根岸豊(以下、根岸):三井住友ファイナンス&リースグループ(以下、当社グループ)ではこれまでも「3R(リデュース・リユース・リサイクル)」に取り組んできました。例えば、リデュースの一環としてリース・レンタル・サブスクリプションなどのサービス提供、リユースとして中古機械設備の売買、リサイクルでは排出物遵法管理ASPサービスの提供や設備・プラント処分元請事業、などです。
ただ、3Rのそれぞれは「点と線」でいうところの「点」での取り組みです。その点と点を結んで線にすることでサーキュラーエコノミーを実現すべく、2023年4月に全社横断の「サーキュラーエコノミー推進ワーキングチーム」を立ち上げ、本格的な取り組みを始めました。

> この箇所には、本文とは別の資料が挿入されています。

PR #2883, opened 2024-12-10
Solution

andrushchenkoo:
[DEMO LINK](https://andrushchenkoo.github.io/react_add-todo-form/)

### DIFF
--- a/src/App.tsx
+++ b/src/App.tsx
@@ -1,27 +1,141 @@
 import './App.scss';
+import { TodoList } from './components/TodoList';
 
-// import usersFromServer from './api/users';
-// import todosFromServer from './api/todos';
+import usersFromServer from './api/users';
+import todosFromServer from './api/todos';
+import { useState } from 'react';
+
+export type User = {
+  id: number;
+  name: string;
+  username: string;
+  email: string;
+};
+
+export type Todo = {
+  id: number;
+  title: string;
+  completed: boolean;
+  userId: number;
+  user?: User | null;
+};
+
+const getUserById = (userId: number): User | null => {
+  return (
+    usersFromServer.find(userFromServer => userId === userFromServer.id) || null
+  );
+};
+
+export const todos: Todo[] = todosFromServer.map(todo => {
+  return { ...todo, user: getUserById(todo.userId) };
+});
 
 export const App = () => {
+  const [visibleTodos, setVisibleTodos] = useState(todos);
+  const [title, setTitle] = useState('');
+  const [selectedUserId, setSelectedUserId] = useState('0');
+  const [titleError, setTitleError] = useState(false);
+  const [userError, setUserError] = useState(false);
+
+  const handleSubmit = (event: React.FormEvent) => {
+    event.preventDefault();
+
+    let isValid = true;
+
+    if (title === '') {
+      setTitleError(true);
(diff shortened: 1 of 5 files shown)


RuslanMudryi (approved):
good job

src/App.tsx
```diff
@@ -1,61 +1,149 @@
...
+    } else {
+      setTitleError(false);
+    }
+
+    if (selectedUserId === '0') {
+      setUserError(true);
+      isValid = false;
+    } else {
+      setUserError(false);
+    }
```
BudnikOleksii, line 57: Try to simplify.
- You don't need to reset errors, you do it when a user types something in related input
- Prefer const over let
- You don't need to compare with an empty string, just check if a value exists

src/App.tsx
```diff
@@ -1,61 +1,149 @@
...
+
+    if (!isValid) {
+      return;
+    }
+
+    const getId = () => {
```
BudnikOleksii, line 63: Move this function outside `handleSubmit`

src/App.tsx
```diff
@@ -1,61 +1,149 @@
...
+      id: getId(),
+      title: title,
+      completed: false,
+      userId: +selectedUserId,
+      user: getUserById(parseInt(selectedUserId)) || null,
+    };
+
+    setVisibleTodos(prevTodos => [...prevTodos, newTodo]);
+    setTitle('');
+    setSelectedUserId('0');
```
BudnikOleksii, line 81: Create a function to reset values

src/App.tsx
```diff
@@ -1,61 +1,149 @@
...
+              type="text"
+              value={title}
+              data-cy="titleInput"
+              placeholder="Enter a title"
+              onChange={event => {
+                setTitle(event.target.value);
+                if (event.target.value !== '') {
+                  setTitleError(false);
+                }
+              }}
```
BudnikOleksii, line 103: Create a function instead of passing anonim one to `onChange`

src/App.tsx
```diff
@@ -1,61 +1,149 @@
...
+export const todos: Todo[] = todosFromServer.map(todo => {
+  return { ...todo, user: getUserById(todo.userId) };
+});
 
 export const App = () => {
+  const [visibleTodos, setVisibleTodos] = useState(todos);
+  const [title, setTitle] = useState('');
+  const [selectedUserId, setSelectedUserId] = useState('0');
+  const [titleError, setTitleError] = useState(false);
+  const [userError, setUserError] = useState(false);
```
BudnikOleksii, line 38: Boolean variables should start from `is` or `has`

src/App.tsx
```diff
@@ -1,61 +1,149 @@
...
+              placeholder="Enter a title"
+              onChange={event => {
+                setTitle(event.target.value);
+                if (event.target.value !== '') {
+                  setTitleError(false);
+                }
+              }}
+            />
+          </label>
+          {titleError === false ? null : (
```
BudnikOleksii, line 106:
```suggestion
          {titleError && (
```
You don't need to use the ternary operator if you return nothing in the second case

BudnikOleksii (changes requested):
Good work 👍 
Left a few comments to improve your solution.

従来の経済活動は「リニアエコノミー」と呼ばれる大量生産・大量消費・大量廃棄という一方通行でした。一方、「サーキュラーエコノミー」は従来の3Rの取り組みに加えて、資源投入量・消費量を抑えつつ、ストックを有効活用しながら、サービス化などを通じて付加価値を生み出す経済活動で、製品や資源などを循環させ、極力、廃棄物を出さない取り組みです。比較的新しい概念であるため、日本ではまだ浸透していませんし、その循環の仕組みも成り立っていません。そこで、当社グループはサーキュラーエコノミーの実現に向けて、プラットフォーマーとしての取り組みを進めています。
また、当社グループは約8兆円の営業資産を抱えていますが、これだけ大量にモノを持っているリース会社だからこそ、製品や資源を循環させるサーキュラーエコノミーに真剣に取り組まなければならないと考えています。
さらに言えば、社会がサーキュラーエコノミーにシフトしていかないと、やがて地球の資源は枯渇し、環境破壊がさらに深刻化していくのは確実です。それを防ぐためにも、サーキュラーエコノミーを社会に広めることが私たちの使命だと考え、取り組んでいます。
──サーキュラーエコノミーに取り組む企業がリースを活用するメリットはどのような点だとお考えですか。
根岸:例えば、最終製品を作っているメーカーの立場で説明すると、従来の販売手法では、ユーザーにとって所有権を得られる良さがある反面、メーカーとしては販売した製品の所有者や使用方法、使用後の処理方法などの情報を、得られないという課題があります。
それではサーキュラーエコノミーの実現は困難です。自社が販売した製品を回収して再資源化し、再び製品を作る際の原材料にする必要がありますが、この循環型の仕組みを構築するのは非常に難しく、多くの企業が課題を感じている部分です。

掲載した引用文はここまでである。